Task to carry out: Copy each entry as written.

Source data
PR #462, opened 2018-05-14
Uniform request handling

justinas-vd:
Allow self.request to return an async coroutine, which then can be awaited.

Nota bene: none of these changes expose requests interface, since all of the update methods actually return a JSON dict. Moreover, it is unclear why this dict should not be returned in the sync case.

### DIFF
--- a/test/unit/test_assistant_v1.py
+++ b/test/unit/test_assistant_v1.py
@@ -105,7 +105,6 @@ def test_delete_counterexample():
         workspace_id='boguswid', text='I want financial advice today')
     assert len(responses.calls) == 1
     assert responses.calls[0].request.url.startswith(url)
-    assert counterexample is None
 
 
 @responses.activate
@@ -241,7 +240,7 @@ def test_create_entity():
 def test_delete_entity():
     endpoint = '/v1/workspaces/{0}/entities/{1}'.format('boguswid', 'pizza_toppings')
     url = '{0}{1}'.format(base_url, endpoint)
-    response = ""
+    response = {}
     responses.add(
         responses.DELETE,
         url,
@@ -253,7 +252,6 @@ def test_delete_entity():
     entity = service.delete_entity(workspace_id='boguswid', entity='pizza_toppings')
     assert len(responses.calls) == 1
     assert responses.calls[0].request.url.startswith(url)
-    assert entity is None
 
 
 @responses.activate
@@ -414,7 +412,6 @@ def test_delete_example():
         text='Gimme a pizza with pepperoni')
     assert len(responses.calls) == 1
     assert responses.calls[0].request.url.startswith(url)
-    assert example is None
 
 
 @responses.activate
@@ -567,7 +564,6 @@ def test_delete_intent():
         workspace_id='boguswid', intent='pizza_order')
     assert len(responses.calls) == 1
     assert responses.calls[0].request.url.startswith(url)
-    assert intent is None
 
 
 @responses.activate
@@ -998,7 +994,7 @@ def test_delete_synonym():
     endpoint = '/v1/workspaces/{0}/entities/{1}/values/{2}/synonyms/{3}'.format(
         'boguswid', 'aeiou', 'vowel', 'a')
     url = '{0}{1}'.format(base_url, endpoint)
-    response = ""
+    response = {}
     responses.add(
         responses.DELETE,
         url,
@@ -1011,7 +1007,6 @@ def test_delete_synonym():
         workspace_id='boguswid', entity='aeiou', value='vowel', synonym='a')
     assert len(responses.calls) == 1
     assert responses.calls[0].request.url.startswith(url)
-    assert synonym is None
 
 
 @responses.activate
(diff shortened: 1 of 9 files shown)


germanattanasio:
@justinas-vd we are not going to return the response object since it will expose our underlying library. We have introduced a `DetailedResponse` that you can see as an interface to access the response without exposing `requests` maybe we can update that class to expose the async information you need.

justinas-vd:
First, **None of the changes expose the underlying library.**

This is precisely because the `self.request` method does not return a request object (to which you object, pardon the pun) when `accept_json=True ` is specified. In that case it simply returns a parsed JSON dictionary.

So if you wanted to say that something is "exposed", then the only thing is exposed is a JSON dictionary. Which, by the way, should be exposed. Why on Earth I cannot inspect a JSON response from a Watson service -- I have no idea. I am quite sure, though, that the devs should not prevent me from doing that.


Second, **DetailedResponse does not help if you don't return it.**

When you explicitly return `None` from your API functions, I can have neither detailed responses, nor async coroutine handles upon which I could `await`.

To put it bluntly: fix that brain damage with "return None". It was simply an ill-conceived idea.

germanattanasio:
@justinas-vd The `DetailedResponse` is not returned unless you specify that you want it with `set_detailed_response(True)`

I just went to see what `response = self.request()` was doing and you are right about the dictionary. I thought it was the response from `request()` but that's because we are calling the method `request()` 🤦‍♂️ 

I think we can do this because currently the method ALWAYS returns None, so I don't expect people are writing code based on the response.

Please give me a few days so that I can ask someone else before merging this. We will also have to update a template we use internally to generate the code so that we don't override this manual change.

justinas-vd:
Thank you. I will also update unit tests so that travis does not complain.

mkistler:
There is definitely a problem here, though it’s a bit more complicated than what you suggest.

1.  It does appear that we are not returning a `DetailedReponse` object back on `DELETE`s when detailed responses have been requested, and that is broken.  We need to fix that.
2. When `detailedResponse` is _not_ set, we should continue returning `None`.  We probably have to do that in the method itself, with logic something like
    ```
    response = self.request( ...
    return response if self.detailed_response else None
    ```

3. The `:rtype:`  in the doc comments all need to be fixed.  It should either be
`:rtype: Union[None, DetailedResponse]`
or
`:rtype: Union[dict, DetailedResponse]`

And of course, we need to fix the generator to do this the right way for the next time we generate the Python SDK.

justinas-vd:
Nope. No "None", thank you. This "None" gives only problems and solves absolutely nothing.

Even your suggestion to return None when `DetailedResponse` is not requested is kinda kludgy. Why would one want to write `return response if self.detailed_response else None` in literally dozens of places?

Also, why as a library user I cannot get the JSON from Watson services? I want to see if my request to delete a NLC instance is successful, I want to be able to verify that I deleted a synonym or whatnot. This artificial `return of None` unnecessarily (and for ideological reasons) limits the Python API. It is my discretion -- as a user's -- to ignore what Watson services say back when I delete or put something. Not yours.

jsstylos:
I support moving from `None` to `{}` for the sake of consistency and evolvability. (The initial design did just this.)

Shouldn't changing it back be considered a breaking change, given that users may have their own tests / etc. that check for `None` with the current version?

justinas-vd:
Most likely it won't be a breaking change. A breaking change was introduced with returning `None`. I was almost apoplectic when I got this "new and improved" version. It broke my own project at IBM, and currently I have to duplicate the deletion code.

jsstylos:
As your experience shows, changing the response type can definitely break code. The question here is whether changing it back will break more people who have already written new code, or break more people who haven't yet adapted to the new code.

justinas-vd:
I agree with your concern but I will note this:

1) it's not possible to recover the needed value when you return None;

2) it's quite possible to comment out the assert if you expected None and now you get something more.

So in that regard the breakages are not all equal. The first kind if much much worse than the second.

ehdsouza:
HI @justinas-vd, thanks a lot for your PR. We have an issue created internally to support uniform request handling along with generator changes. 
Also, this would be a breaking change as the `DELETE` response is now changed from `None` to `{}`

mkistler:
@justinas-vd, when we fix the `detailedResponse` logic, the SDK will return a `DetailedResponse` from _every_ service call when `detailedResponse` is set.  Will this be sufficient for your needs?

justinas-vd:
@mkistler   If I understand the vision that you have laid out in README correctly, then the answer would be a "yes".

My requirement is simple: every service call must return a "response" from `self.request` (be it a `{}`, a `DetailedResponse` -- I don't really care). Essentially, I need to use that response to piggyback my async coroutines. (Which I absolutely cannot do when you plainly return `None` and thus discard the result from `self.request`.)

BTW, this PR adresses exactly that and the patched functions would return `DetailedResponse`, too, when you update `self.request`.

ehdsouza:
@justinas-vd thanks for taking the time for making the change.
We now have it in the latest `v2.0.0` release. Check the https://github.com/watson-developer-cloud/python-sdk/wiki/Migration for details

justinas-vd:
@ehdsouza Excellent news. Thank you.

Task output:
PR #462, opened 2018-05-14
Uniform request handling

justinas-vd:
Allow self.request to return an async coroutine, which then can be awaited.

Nota bene: none of these changes expose requests interface, since all of the update methods actually return a JSON dict. Moreover, it is unclear why this dict should not be returned in the sync case.

### DIFF
--- a/test/unit/test_assistant_v1.py
+++ b/test/unit/test_assistant_v1.py
@@ -105,7 +105,6 @@ def test_delete_counterexample():
         workspace_id='boguswid', text='I want financial advice today')
     assert len(responses.calls) == 1
     assert responses.calls[0].request.url.startswith(url)
-    assert counterexample is None
 
 
 @responses.activate
@@ -241,7 +240,7 @@ def test_create_entity():
 def test_delete_entity():
     endpoint = '/v1/workspaces/{0}/entities/{1}'.format('boguswid', 'pizza_toppings')
     url = '{0}{1}'.format(base_url, endpoint)
-    response = ""
+    response = {}
     responses.add(
         responses.DELETE,
         url,
@@ -253,7 +252,6 @@ def test_delete_entity():
     entity = service.delete_entity(workspace_id='boguswid', entity='pizza_toppings')
     assert len(responses.calls) == 1
     assert responses.calls[0].request.url.startswith(url)
-    assert entity is None
 
 
 @responses.activate
@@ -414,7 +412,6 @@ def test_delete_example():
         text='Gimme a pizza with pepperoni')
     assert len(responses.calls) == 1
     assert responses.calls[0].request.url.startswith(url)
-    assert example is None
 
 
 @responses.activate
@@ -567,7 +564,6 @@ def test_delete_intent():
         workspace_id='boguswid', intent='pizza_order')
     assert len(responses.calls) == 1
     assert responses.calls[0].request.url.startswith(url)
-    assert intent is None
 
 
 @responses.activate
@@ -998,7 +994,7 @@ def test_delete_synonym():
     endpoint = '/v1/workspaces/{0}/entities/{1}/values/{2}/synonyms/{3}'.format(
         'boguswid', 'aeiou', 'vowel', 'a')
     url = '{0}{1}'.format(base_url, endpoint)
-    response = ""
+    response = {}
     responses.add(
         responses.DELETE,
         url,
@@ -1011,7 +1007,6 @@ def test_delete_synonym():
         workspace_id='boguswid', entity='aeiou', value='vowel', synonym='a')
     assert len(responses.calls) == 1
     assert responses.calls[0].request.url.startswith(url)
-    assert synonym is None
 
 
 @responses.activate
(diff shortened: 1 of 9 files shown)


germanattanasio:
@justinas-vd we are not going to return the response object since it will expose our underlying library. We have introduced a `DetailedResponse` that you can see as an interface to access the response without exposing `requests` maybe we can update that class to expose the async information you need.

justinas-vd:
First, **None of the changes expose the underlying library.**

This is precisely because the `self.request` method does not return a request object (to which you object, pardon the pun) when `accept_json=True ` is specified. In that case it simply returns a parsed JSON dictionary.

So if you wanted to say that something is "exposed", then the only thing is exposed is a JSON dictionary. Which, by the way, should be exposed. Why on Earth I cannot inspect a JSON response from a Watson service -- I have no idea. I am quite sure, though, that the devs should not prevent me from doing that.


Second, **DetailedResponse does not help if you don't return it.**

When you explicitly return `None` from your API functions, I can have neither detailed responses, nor async coroutine handles upon which I could `await`.

To put it bluntly: fix that brain damage with "return None". It was simply an ill-conceived idea.

germanattanasio:
@justinas-vd The `DetailedResponse` is not returned unless you specify that you want it with `set_detailed_response(True)`

I just went to see what `response = self.request()` was doing and you are right about the dictionary. I thought it was the response from `request()` but that's because we are calling the method `request()` 🤦‍♂️ 

I think we can do this because currently the method ALWAYS returns None, so I don't expect people are writing code based on the response.

Please give me a few days so that I can ask someone else before merging this. We will also have to update a template we use internally to generate the code so that we don't override this manual change.

justinas-vd:
Thank you. I will also update unit tests so that travis does not complain.

mkistler:
There is definitely a problem here, though it’s a bit more complicated than what you suggest.

1.  It does appear that we are not returning a `DetailedReponse` object back on `DELETE`s when detailed responses have been requested, and that is broken.  We need to fix that.
2. When `detailedResponse` is _not_ set, we should continue returning `None`.  We probably have to do that in the method itself, with logic something like
    ```
    response = self.request( ...
    return response if self.detailed_response else None
    ```

3. The `:rtype:`  in the doc comments all need to be fixed.  It should either be
`:rtype: Union[None, DetailedResponse]`
or
`:rtype: Union[dict, DetailedResponse]`

And of course, we need to fix the generator to do this the right way for the next time we generate the Python SDK.

justinas-vd:
Nope. No "None", thank you. This "None" gives only problems and solves absolutely nothing.

Even your suggestion to return None when `DetailedResponse` is not requested is kinda kludgy. Why would one want to write `return response if self.detailed_response else None` in literally dozens of places?

Also, why as a library user I cannot get the JSON from Watson services? I want to see if my request to delete a NLC instance is successful, I want to be able to verify that I deleted a synonym or whatnot. This artificial `return of None` unnecessarily (and for ideological reasons) limits the Python API. It is my discretion -- as a user's -- to ignore what Watson services say back when I delete or put something. Not yours.

jsstylos:
I support moving from `None` to `{}` for the sake of consistency and evolvability. (The initial design did just this.)

Shouldn't changing it back be considered a breaking change, given that users may have their own tests / etc. that check for `None` with the current version?

justinas-vd:
Most likely it won't be a breaking change. A breaking change was introduced with returning `None`. I was almost apoplectic when I got this "new and improved" version. It broke my own project at IBM, and currently I have to duplicate the deletion code.

jsstylos:
As your experience shows, changing the response type can definitely break code. The question here is whether changing it back will break more people who have already written new code, or break more people who haven't yet adapted to the new code.

justinas-vd:
I agree with your concern but I will note this:

1) it's not possible to recover the needed value when you return None;

2) it's quite possible to comment out the assert if you expected None and now you get something more.

So in that regard the breakages are not all equal. The first kind if much much worse than the second.

ehdsouza:
HI @justinas-vd, thanks a lot for your PR. We have an issue created internally to support uniform request handling along with generator changes. 
Also, this would be a breaking change as the `DELETE` response is now changed from `None` to `{}`

mkistler:
@justinas-vd, when we fix the `detailedResponse` logic, the SDK will return a `DetailedResponse` from _every_ service call when `detailedResponse` is set.  Will this be sufficient for your needs?

justinas-vd:
@mkistler   If I understand the vision that you have laid out in README correctly, then the answer would be a "yes".

My requirement is simple: every service call must return a "response" from `self.request` (be it a `{}`, a `DetailedResponse` -- I don't really care). Essentially, I need to use that response to piggyback my async coroutines. (Which I absolutely cannot do when you plainly return `None` and thus discard the result from `self.request`.)

BTW, this PR adresses exactly that and the patched functions would return `DetailedResponse`, too, when you update `self.request`.

ehdsouza:
@justinas-vd thanks for taking the time for making the change.
We now have it in the latest `v2.0.0` release. Check the https://github.com/watson-developer-cloud/python-sdk/wiki/Migration for details

justinas-vd:
@ehdsouza Excellent news. Thank you.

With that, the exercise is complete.